Give the number of lines below that contain the word "guest", and nothing else.

EXTRACTED INFORMATION -
***
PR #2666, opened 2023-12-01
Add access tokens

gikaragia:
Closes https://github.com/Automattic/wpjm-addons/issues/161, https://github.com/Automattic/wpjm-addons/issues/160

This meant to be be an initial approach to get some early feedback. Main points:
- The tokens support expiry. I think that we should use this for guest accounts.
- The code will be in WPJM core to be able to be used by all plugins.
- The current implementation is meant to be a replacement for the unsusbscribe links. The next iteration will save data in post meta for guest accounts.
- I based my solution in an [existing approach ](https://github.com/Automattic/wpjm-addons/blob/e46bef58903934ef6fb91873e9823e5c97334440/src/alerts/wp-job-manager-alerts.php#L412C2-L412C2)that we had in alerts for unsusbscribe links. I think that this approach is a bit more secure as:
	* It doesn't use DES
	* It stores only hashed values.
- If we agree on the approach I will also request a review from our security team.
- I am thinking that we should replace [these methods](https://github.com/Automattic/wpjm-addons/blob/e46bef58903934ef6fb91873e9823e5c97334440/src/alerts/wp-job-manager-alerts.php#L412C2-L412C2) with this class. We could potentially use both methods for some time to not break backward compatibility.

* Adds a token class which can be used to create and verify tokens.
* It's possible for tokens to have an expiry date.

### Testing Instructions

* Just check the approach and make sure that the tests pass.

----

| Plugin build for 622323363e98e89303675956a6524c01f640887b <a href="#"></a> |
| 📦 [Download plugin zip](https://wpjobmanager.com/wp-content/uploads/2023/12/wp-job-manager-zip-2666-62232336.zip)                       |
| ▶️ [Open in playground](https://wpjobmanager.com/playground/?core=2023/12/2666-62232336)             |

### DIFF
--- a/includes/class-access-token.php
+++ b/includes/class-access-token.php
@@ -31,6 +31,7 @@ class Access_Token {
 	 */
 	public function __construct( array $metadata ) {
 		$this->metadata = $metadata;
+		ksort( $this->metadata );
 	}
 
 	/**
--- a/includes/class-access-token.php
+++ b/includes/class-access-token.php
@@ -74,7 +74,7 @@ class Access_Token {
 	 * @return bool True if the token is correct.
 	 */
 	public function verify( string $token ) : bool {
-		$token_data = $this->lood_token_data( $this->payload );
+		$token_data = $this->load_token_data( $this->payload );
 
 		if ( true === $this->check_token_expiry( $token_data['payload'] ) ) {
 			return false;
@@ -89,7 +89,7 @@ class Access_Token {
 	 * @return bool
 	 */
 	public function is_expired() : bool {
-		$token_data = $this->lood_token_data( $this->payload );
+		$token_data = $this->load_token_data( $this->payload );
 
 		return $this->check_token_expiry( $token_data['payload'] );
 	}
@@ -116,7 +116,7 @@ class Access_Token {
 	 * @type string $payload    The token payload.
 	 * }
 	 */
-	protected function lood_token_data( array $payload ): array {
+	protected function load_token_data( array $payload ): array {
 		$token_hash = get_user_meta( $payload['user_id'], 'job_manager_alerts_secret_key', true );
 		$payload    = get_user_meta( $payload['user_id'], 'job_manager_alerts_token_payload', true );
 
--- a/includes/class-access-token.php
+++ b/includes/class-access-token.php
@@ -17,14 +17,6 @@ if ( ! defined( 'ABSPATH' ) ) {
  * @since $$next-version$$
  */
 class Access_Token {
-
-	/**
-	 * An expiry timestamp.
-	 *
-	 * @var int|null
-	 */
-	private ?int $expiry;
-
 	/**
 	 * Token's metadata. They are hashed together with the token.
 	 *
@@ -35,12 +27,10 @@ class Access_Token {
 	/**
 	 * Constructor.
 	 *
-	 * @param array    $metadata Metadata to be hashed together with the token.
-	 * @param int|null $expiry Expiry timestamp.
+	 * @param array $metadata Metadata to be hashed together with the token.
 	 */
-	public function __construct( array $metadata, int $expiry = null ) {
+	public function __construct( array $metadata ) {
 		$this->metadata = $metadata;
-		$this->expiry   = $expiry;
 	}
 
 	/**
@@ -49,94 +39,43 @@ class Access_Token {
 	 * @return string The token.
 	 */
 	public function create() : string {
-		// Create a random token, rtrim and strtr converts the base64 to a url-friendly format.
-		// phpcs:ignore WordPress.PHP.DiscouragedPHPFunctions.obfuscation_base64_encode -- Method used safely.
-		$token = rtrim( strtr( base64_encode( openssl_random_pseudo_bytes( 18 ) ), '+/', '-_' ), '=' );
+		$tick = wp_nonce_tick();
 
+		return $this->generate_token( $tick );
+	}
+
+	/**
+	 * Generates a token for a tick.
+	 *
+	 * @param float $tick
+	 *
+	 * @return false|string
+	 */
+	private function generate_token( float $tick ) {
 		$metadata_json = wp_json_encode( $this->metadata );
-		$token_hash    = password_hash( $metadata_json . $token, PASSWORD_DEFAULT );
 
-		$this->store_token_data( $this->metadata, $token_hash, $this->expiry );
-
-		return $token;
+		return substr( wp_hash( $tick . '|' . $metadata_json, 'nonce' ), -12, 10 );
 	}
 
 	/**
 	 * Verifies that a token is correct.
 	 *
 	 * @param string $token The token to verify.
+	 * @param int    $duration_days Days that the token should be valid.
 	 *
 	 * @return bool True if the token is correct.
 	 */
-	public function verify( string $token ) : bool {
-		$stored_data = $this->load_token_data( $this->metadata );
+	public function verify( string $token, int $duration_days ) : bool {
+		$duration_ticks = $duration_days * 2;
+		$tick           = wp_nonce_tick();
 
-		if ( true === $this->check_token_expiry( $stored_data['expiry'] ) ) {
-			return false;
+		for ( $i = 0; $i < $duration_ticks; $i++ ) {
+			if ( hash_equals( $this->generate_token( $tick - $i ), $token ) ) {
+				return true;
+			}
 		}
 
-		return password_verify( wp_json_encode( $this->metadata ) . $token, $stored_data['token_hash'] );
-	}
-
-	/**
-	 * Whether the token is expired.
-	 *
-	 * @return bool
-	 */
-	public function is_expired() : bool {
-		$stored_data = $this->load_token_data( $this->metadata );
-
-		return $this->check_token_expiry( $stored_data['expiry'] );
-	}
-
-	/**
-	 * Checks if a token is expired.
***
ANSWER SPACE -
2